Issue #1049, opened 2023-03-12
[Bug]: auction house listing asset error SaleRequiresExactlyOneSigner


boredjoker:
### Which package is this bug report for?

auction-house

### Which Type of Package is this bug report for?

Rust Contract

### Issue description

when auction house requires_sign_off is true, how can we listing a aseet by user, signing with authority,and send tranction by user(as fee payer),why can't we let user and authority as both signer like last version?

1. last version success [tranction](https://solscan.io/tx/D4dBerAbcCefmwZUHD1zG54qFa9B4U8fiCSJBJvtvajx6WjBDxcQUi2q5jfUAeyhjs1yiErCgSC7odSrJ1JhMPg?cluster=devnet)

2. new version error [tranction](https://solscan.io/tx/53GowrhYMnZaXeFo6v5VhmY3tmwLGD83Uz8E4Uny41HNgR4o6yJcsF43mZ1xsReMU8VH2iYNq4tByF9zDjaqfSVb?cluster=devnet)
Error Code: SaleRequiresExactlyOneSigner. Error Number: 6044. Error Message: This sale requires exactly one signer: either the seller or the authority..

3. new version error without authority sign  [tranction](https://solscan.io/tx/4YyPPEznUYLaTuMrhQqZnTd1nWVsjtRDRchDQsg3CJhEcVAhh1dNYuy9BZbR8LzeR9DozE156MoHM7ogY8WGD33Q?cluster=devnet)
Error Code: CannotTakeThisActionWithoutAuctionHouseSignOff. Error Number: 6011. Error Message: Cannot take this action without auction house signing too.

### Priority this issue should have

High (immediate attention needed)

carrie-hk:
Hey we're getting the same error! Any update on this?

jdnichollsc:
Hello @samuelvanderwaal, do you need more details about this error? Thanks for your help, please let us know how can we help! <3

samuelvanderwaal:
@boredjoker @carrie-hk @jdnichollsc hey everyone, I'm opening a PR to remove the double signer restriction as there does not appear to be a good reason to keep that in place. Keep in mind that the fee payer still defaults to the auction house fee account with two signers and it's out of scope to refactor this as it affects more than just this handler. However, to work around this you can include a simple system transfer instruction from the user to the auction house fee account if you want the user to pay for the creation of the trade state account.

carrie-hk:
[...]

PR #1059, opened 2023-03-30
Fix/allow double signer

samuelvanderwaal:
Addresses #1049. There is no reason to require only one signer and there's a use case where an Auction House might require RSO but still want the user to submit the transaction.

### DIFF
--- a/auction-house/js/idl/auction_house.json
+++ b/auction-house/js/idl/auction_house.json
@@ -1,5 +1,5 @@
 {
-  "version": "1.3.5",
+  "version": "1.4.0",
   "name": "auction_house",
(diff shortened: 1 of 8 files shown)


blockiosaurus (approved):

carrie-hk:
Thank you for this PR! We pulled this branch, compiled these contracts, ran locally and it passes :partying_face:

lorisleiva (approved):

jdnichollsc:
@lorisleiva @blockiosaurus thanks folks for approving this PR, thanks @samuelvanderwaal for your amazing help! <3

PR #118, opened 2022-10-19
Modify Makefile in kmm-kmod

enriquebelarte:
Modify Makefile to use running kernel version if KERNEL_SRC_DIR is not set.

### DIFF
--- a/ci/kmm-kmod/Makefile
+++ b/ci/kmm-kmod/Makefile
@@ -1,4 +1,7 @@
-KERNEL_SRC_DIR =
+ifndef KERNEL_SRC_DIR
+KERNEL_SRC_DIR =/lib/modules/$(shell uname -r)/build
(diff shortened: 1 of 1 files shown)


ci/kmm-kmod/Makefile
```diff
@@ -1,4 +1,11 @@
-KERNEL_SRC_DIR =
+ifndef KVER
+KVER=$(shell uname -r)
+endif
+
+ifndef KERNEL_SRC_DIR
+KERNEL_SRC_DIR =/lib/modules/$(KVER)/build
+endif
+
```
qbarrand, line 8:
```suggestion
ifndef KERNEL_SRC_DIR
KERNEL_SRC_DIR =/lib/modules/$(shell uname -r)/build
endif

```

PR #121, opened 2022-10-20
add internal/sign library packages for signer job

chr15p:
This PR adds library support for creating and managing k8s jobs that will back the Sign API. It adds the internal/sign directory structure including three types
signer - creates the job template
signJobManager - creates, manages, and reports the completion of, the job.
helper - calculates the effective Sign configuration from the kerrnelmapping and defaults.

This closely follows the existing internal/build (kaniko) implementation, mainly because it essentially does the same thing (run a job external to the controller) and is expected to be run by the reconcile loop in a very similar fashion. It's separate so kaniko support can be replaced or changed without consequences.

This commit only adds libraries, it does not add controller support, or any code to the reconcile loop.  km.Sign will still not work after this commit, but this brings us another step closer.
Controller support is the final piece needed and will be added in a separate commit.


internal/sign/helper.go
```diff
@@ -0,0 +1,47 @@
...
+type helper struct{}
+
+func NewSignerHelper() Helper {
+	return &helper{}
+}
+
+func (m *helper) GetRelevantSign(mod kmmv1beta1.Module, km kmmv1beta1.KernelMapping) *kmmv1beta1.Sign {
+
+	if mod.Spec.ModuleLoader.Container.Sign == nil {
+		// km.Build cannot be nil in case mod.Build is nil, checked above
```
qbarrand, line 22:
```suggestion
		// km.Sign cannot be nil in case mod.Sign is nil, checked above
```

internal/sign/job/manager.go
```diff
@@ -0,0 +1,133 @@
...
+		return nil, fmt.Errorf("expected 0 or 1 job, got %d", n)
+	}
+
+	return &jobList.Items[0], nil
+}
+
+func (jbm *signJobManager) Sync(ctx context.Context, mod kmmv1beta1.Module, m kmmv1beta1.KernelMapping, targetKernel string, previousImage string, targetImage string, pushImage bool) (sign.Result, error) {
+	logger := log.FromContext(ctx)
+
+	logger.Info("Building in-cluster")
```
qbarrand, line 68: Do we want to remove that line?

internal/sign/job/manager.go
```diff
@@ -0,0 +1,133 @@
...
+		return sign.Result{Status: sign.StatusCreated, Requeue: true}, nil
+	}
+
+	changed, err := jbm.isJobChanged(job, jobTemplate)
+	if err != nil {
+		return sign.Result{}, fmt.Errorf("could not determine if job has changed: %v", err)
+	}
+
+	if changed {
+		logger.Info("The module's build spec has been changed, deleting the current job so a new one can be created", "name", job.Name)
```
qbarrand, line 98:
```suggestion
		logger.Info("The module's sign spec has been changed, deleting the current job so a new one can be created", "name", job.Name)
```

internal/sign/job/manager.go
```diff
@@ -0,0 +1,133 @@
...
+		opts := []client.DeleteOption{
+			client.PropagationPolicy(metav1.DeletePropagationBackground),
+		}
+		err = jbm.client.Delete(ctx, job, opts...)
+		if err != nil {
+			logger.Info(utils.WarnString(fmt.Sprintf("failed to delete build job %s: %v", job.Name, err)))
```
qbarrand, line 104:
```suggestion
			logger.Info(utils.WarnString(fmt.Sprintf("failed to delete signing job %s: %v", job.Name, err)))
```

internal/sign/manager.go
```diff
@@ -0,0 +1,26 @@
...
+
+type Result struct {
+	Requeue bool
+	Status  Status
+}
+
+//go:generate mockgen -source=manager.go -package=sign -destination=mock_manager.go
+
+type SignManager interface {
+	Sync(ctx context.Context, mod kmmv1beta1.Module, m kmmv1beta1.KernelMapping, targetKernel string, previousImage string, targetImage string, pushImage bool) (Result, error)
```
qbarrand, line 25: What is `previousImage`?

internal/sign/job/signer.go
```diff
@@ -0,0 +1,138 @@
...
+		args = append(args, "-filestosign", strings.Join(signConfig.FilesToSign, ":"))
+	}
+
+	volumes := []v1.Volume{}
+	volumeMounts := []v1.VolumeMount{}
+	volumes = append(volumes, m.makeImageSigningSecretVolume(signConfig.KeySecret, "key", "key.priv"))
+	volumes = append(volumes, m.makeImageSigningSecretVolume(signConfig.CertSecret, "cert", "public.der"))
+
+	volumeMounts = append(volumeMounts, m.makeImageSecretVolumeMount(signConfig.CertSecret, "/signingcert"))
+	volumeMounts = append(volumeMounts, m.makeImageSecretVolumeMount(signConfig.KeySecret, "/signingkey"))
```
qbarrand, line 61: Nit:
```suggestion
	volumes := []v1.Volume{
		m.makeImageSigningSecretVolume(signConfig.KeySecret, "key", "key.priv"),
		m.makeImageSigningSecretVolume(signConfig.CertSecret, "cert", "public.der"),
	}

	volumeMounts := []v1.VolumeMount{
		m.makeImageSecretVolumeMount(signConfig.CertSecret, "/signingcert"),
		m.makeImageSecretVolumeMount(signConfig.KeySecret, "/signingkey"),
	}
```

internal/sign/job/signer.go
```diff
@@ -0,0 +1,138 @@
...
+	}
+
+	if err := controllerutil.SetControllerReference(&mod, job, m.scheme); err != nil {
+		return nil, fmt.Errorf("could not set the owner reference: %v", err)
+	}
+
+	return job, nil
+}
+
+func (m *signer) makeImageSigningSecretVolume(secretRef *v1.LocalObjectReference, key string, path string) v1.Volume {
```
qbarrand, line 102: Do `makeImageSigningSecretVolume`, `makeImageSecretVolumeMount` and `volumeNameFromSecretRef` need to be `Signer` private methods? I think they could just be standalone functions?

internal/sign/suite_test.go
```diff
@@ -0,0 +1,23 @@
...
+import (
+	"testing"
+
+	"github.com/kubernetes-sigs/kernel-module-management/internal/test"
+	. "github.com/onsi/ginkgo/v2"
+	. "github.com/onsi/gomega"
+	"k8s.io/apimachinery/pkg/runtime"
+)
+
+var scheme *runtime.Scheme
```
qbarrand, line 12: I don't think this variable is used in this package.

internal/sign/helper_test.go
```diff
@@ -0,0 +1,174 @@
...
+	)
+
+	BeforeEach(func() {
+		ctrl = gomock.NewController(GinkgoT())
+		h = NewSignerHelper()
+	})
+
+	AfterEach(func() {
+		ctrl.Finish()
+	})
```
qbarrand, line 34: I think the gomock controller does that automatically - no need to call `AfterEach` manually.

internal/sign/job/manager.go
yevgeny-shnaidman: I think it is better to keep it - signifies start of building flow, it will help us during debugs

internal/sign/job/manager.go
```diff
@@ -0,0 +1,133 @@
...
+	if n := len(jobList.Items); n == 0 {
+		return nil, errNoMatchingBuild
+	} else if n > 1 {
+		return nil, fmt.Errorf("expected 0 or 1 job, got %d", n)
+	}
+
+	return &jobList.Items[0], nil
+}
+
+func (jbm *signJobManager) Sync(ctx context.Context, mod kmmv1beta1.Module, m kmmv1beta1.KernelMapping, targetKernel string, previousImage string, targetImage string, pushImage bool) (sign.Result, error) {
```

━━━━

> Task brief:
Scan the material above for the word "solscan", and copy every line in which it is found.

> Task result:
1. last version success [tranction](https://solscan.io/tx/D4dBerAbcCefmwZUHD1zG54qFa9B4U8fiCSJBJvtvajx6WjBDxcQUi2q5jfUAeyhjs1yiErCgSC7odSrJ1JhMPg?cluster=devnet)
2. new version error [tranction](https://solscan.io/tx/53GowrhYMnZaXeFo6v5VhmY3tmwLGD83Uz8E4Uny41HNgR4o6yJcsF43mZ1xsReMU8VH2iYNq4tByF9zDjaqfSVb?cluster=devnet)
3. new version error without authority sign  [tranction](https://solscan.io/tx/4YyPPEznUYLaTuMrhQqZnTd1nWVsjtRDRchDQsg3CJhEcVAhh1dNYuy9BZbR8LzeR9DozE156MoHM7ogY8WGD33Q?cluster=devnet)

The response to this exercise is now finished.